#### [TASK TO CARRY OUT]
Keeping each word and mark in place, write out the full listing once more.

━━━━━ DATA PROVIDED

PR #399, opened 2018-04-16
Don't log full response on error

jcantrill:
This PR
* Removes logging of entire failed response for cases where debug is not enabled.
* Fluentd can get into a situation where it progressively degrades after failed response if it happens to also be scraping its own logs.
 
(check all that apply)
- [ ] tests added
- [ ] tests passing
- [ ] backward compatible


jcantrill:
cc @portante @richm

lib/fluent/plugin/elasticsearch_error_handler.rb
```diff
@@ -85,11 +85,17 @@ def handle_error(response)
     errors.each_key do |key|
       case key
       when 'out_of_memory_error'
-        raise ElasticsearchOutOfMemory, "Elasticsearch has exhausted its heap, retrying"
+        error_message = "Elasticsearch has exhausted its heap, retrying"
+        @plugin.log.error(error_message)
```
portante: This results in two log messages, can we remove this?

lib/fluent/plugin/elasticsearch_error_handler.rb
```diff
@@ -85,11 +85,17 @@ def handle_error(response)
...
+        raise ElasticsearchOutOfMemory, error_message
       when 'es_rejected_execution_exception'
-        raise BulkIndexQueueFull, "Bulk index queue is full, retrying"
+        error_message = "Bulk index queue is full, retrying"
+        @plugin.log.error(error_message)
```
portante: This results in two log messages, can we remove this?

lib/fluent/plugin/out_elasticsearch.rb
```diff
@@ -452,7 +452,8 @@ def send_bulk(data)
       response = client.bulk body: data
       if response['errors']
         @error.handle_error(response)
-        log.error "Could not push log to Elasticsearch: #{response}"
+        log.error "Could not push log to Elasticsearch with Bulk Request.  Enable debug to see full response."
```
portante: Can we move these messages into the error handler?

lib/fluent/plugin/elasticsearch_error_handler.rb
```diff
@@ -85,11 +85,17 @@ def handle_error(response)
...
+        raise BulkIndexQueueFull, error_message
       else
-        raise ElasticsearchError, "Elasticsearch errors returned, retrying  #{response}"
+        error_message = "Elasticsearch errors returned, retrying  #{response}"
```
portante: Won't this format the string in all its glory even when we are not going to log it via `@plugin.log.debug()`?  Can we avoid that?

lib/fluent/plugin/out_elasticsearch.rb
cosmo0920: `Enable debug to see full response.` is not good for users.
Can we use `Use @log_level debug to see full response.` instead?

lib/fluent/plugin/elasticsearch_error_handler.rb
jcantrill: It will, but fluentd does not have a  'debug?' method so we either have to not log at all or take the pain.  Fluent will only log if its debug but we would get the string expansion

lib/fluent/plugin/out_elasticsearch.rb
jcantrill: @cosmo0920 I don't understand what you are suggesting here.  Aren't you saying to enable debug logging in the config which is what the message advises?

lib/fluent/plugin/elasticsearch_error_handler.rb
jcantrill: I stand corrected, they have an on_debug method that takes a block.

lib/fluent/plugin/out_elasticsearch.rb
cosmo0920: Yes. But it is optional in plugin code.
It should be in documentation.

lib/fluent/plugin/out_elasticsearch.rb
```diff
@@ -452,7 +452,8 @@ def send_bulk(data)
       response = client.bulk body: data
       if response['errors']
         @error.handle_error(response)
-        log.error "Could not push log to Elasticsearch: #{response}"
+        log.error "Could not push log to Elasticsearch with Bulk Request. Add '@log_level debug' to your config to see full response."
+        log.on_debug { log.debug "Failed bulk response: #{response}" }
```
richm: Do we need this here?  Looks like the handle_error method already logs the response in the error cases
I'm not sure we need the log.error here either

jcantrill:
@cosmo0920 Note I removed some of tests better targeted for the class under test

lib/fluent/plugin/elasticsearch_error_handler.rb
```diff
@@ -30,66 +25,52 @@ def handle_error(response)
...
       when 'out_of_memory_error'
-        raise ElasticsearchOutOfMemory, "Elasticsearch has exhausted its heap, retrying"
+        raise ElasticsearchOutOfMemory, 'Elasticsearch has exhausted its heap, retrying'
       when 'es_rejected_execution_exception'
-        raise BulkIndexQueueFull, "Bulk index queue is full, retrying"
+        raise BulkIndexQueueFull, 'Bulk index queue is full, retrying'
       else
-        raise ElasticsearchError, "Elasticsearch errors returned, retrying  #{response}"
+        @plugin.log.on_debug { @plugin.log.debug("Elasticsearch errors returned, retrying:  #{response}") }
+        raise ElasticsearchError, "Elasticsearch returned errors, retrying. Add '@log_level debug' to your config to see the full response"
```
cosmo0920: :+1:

━━━━━━━━━━

#### [REPLY TO THE TASK]
PR #399, opened 2018-04-16
Don't log full response on error

jcantrill:
This PR
* Removes logging of entire failed response for cases where debug is not enabled.
* Fluentd can get into a situation where it progressively degrades after failed response if it happens to also be scraping its own logs.
 
(check all that apply)
- [ ] tests added
- [ ] tests passing
- [ ] backward compatible


jcantrill:
cc @portante @richm

lib/fluent/plugin/elasticsearch_error_handler.rb
```diff
@@ -85,11 +85,17 @@ def handle_error(response)
     errors.each_key do |key|
       case key
       when 'out_of_memory_error'
-        raise ElasticsearchOutOfMemory, "Elasticsearch has exhausted its heap, retrying"
+        error_message = "Elasticsearch has exhausted its heap, retrying"
+        @plugin.log.error(error_message)
```
portante: This results in two log messages, can we remove this?

lib/fluent/plugin/elasticsearch_error_handler.rb
```diff
@@ -85,11 +85,17 @@ def handle_error(response)
...
+        raise ElasticsearchOutOfMemory, error_message
       when 'es_rejected_execution_exception'
-        raise BulkIndexQueueFull, "Bulk index queue is full, retrying"
+        error_message = "Bulk index queue is full, retrying"
+        @plugin.log.error(error_message)
```
portante: This results in two log messages, can we remove this?

lib/fluent/plugin/out_elasticsearch.rb
```diff
@@ -452,7 +452,8 @@ def send_bulk(data)
       response = client.bulk body: data
       if response['errors']
         @error.handle_error(response)
-        log.error "Could not push log to Elasticsearch: #{response}"
+        log.error "Could not push log to Elasticsearch with Bulk Request.  Enable debug to see full response."
```
portante: Can we move these messages into the error handler?

lib/fluent/plugin/elasticsearch_error_handler.rb
```diff
@@ -85,11 +85,17 @@ def handle_error(response)
...
+        raise BulkIndexQueueFull, error_message
       else
-        raise ElasticsearchError, "Elasticsearch errors returned, retrying  #{response}"
+        error_message = "Elasticsearch errors returned, retrying  #{response}"
```
portante: Won't this format the string in all its glory even when we are not going to log it via `@plugin.log.debug()`?  Can we avoid that?

lib/fluent/plugin/out_elasticsearch.rb
cosmo0920: `Enable debug to see full response.` is not good for users.
Can we use `Use @log_level debug to see full response.` instead?

lib/fluent/plugin/elasticsearch_error_handler.rb
jcantrill: It will, but fluentd does not have a  'debug?' method so we either have to not log at all or take the pain.  Fluent will only log if its debug but we would get the string expansion

lib/fluent/plugin/out_elasticsearch.rb
jcantrill: @cosmo0920 I don't understand what you are suggesting here.  Aren't you saying to enable debug logging in the config which is what the message advises?

lib/fluent/plugin/elasticsearch_error_handler.rb
jcantrill: I stand corrected, they have an on_debug method that takes a block.

lib/fluent/plugin/out_elasticsearch.rb
cosmo0920: Yes. But it is optional in plugin code.
It should be in documentation.

lib/fluent/plugin/out_elasticsearch.rb
```diff
@@ -452,7 +452,8 @@ def send_bulk(data)
       response = client.bulk body: data
       if response['errors']
         @error.handle_error(response)
-        log.error "Could not push log to Elasticsearch: #{response}"
+        log.error "Could not push log to Elasticsearch with Bulk Request. Add '@log_level debug' to your config to see full response."
+        log.on_debug { log.debug "Failed bulk response: #{response}" }
```
richm: Do we need this here?  Looks like the handle_error method already logs the response in the error cases
I'm not sure we need the log.error here either

jcantrill:
@cosmo0920 Note I removed some of tests better targeted for the class under test

lib/fluent/plugin/elasticsearch_error_handler.rb
```diff
@@ -30,66 +25,52 @@ def handle_error(response)
...
       when 'out_of_memory_error'
-        raise ElasticsearchOutOfMemory, "Elasticsearch has exhausted its heap, retrying"
+        raise ElasticsearchOutOfMemory, 'Elasticsearch has exhausted its heap, retrying'
       when 'es_rejected_execution_exception'
-        raise BulkIndexQueueFull, "Bulk index queue is full, retrying"
+        raise BulkIndexQueueFull, 'Bulk index queue is full, retrying'
       else
-        raise ElasticsearchError, "Elasticsearch errors returned, retrying  #{response}"
+        @plugin.log.on_debug { @plugin.log.debug("Elasticsearch errors returned, retrying:  #{response}") }
+        raise ElasticsearchError, "Elasticsearch returned errors, retrying. Add '@log_level debug' to your config to see the full response"
```
cosmo0920: :+1:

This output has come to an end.